Work instruction. Search the material below for the string "applied" and extract each line that has it.

Data records.
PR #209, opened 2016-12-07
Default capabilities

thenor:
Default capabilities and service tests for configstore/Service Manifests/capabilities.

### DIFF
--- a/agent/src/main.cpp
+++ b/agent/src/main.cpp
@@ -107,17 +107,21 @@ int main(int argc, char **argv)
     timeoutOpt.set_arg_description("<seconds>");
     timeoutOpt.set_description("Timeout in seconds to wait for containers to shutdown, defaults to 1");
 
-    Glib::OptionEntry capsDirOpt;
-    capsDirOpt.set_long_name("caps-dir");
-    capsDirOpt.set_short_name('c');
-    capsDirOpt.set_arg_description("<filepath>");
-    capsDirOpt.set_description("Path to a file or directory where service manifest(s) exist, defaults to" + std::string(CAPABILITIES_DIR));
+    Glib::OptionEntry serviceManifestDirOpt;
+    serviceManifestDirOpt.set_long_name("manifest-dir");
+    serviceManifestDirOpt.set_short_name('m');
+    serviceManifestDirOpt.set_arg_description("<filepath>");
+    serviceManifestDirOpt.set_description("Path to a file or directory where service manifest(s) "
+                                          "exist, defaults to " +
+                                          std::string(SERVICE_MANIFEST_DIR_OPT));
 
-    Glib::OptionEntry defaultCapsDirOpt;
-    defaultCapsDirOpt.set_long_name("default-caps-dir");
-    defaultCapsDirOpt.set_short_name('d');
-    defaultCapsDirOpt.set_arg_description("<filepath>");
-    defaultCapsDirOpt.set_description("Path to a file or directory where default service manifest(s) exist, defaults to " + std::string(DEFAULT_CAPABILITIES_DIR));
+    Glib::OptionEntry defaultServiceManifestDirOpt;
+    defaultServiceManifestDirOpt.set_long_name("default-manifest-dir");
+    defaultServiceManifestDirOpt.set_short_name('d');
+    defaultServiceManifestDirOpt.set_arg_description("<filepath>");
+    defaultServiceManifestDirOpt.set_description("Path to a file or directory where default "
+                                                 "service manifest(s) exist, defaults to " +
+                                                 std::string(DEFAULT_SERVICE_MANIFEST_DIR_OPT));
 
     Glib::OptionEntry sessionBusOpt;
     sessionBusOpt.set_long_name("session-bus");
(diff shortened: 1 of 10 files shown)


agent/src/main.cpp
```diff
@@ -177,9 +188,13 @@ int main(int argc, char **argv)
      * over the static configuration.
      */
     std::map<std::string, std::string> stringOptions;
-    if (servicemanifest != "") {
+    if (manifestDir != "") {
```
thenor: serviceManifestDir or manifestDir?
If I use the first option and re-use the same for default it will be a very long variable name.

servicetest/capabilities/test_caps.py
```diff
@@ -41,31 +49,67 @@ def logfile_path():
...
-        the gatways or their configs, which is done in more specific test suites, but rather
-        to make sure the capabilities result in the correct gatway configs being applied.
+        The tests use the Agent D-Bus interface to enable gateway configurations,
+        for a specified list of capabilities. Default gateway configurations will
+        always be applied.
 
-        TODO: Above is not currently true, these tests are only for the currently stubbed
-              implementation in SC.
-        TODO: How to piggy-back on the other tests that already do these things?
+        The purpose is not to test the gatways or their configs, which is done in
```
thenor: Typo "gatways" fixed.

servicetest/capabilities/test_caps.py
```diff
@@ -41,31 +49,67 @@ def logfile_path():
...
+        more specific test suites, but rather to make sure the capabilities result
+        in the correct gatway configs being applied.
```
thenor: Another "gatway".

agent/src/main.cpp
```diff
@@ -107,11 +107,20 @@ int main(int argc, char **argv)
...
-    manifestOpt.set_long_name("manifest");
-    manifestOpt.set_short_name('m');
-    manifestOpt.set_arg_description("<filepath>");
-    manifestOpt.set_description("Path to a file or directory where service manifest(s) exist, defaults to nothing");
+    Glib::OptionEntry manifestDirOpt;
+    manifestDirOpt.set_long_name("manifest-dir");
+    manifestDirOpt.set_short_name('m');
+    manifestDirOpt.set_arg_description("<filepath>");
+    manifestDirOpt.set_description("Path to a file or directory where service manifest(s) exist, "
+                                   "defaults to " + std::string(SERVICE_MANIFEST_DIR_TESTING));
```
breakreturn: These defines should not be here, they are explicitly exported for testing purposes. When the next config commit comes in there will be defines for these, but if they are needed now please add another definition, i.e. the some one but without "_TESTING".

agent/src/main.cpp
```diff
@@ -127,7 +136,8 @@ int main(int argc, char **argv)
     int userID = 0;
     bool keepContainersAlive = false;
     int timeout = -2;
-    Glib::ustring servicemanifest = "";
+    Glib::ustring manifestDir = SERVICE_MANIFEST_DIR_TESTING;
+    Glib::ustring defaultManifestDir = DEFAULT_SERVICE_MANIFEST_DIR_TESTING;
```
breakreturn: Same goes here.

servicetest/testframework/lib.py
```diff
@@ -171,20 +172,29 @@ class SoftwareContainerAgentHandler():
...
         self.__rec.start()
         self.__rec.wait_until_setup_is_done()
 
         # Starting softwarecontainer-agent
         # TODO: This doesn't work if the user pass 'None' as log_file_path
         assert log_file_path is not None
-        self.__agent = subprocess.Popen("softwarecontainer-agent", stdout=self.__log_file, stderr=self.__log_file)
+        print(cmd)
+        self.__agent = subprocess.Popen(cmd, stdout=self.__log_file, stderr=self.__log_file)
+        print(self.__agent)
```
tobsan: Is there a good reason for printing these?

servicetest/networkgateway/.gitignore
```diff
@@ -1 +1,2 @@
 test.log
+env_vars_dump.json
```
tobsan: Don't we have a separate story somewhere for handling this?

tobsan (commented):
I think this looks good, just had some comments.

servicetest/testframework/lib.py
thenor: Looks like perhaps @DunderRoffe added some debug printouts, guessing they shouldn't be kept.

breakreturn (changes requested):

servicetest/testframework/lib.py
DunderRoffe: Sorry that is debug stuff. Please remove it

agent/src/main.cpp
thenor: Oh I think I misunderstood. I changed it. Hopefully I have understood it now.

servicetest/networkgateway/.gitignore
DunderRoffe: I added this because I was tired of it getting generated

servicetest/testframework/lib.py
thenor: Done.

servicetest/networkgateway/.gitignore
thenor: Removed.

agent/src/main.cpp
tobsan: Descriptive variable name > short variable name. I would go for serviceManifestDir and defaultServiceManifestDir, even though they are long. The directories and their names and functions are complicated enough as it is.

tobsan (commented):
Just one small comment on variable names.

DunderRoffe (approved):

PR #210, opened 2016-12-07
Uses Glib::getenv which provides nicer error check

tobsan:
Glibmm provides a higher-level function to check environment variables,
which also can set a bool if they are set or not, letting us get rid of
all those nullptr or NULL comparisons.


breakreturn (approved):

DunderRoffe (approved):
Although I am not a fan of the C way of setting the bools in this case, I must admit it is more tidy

Output for this exercise.
-        to make sure the capabilities result in the correct gatway configs being applied.
+        always be applied.
+        in the correct gatway configs being applied.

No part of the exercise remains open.